BRIEF »
Exactly the lines from the one containing "PR #3556, opened 2020-06-02" through the end of the entries, both ends included, are to be output.

Saved entries:
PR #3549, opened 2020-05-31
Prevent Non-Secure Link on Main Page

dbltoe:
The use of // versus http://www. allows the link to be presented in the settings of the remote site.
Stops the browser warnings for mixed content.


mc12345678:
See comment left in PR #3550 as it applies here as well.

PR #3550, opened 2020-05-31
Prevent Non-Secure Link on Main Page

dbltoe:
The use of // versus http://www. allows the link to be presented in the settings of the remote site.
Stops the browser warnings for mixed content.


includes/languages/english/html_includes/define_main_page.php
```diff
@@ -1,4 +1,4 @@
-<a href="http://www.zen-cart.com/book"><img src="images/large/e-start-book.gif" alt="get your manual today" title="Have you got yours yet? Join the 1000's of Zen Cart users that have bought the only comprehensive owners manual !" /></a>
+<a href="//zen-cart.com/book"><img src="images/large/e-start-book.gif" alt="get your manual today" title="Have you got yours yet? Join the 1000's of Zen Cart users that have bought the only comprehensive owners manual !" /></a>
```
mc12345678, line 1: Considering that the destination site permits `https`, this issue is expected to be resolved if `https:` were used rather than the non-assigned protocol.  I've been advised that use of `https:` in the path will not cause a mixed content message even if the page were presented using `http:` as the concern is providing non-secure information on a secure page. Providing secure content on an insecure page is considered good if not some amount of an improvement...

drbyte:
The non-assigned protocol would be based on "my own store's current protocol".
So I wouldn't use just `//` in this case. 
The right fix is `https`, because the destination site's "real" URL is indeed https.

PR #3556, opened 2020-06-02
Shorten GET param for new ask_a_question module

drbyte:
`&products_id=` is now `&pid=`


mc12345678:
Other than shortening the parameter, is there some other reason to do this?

OUTPUT »
PR #3556, opened 2020-06-02
Shorten GET param for new ask_a_question module

drbyte:
`&products_id=` is now `&pid=`


mc12345678:
Other than shortening the parameter, is there some other reason to do this?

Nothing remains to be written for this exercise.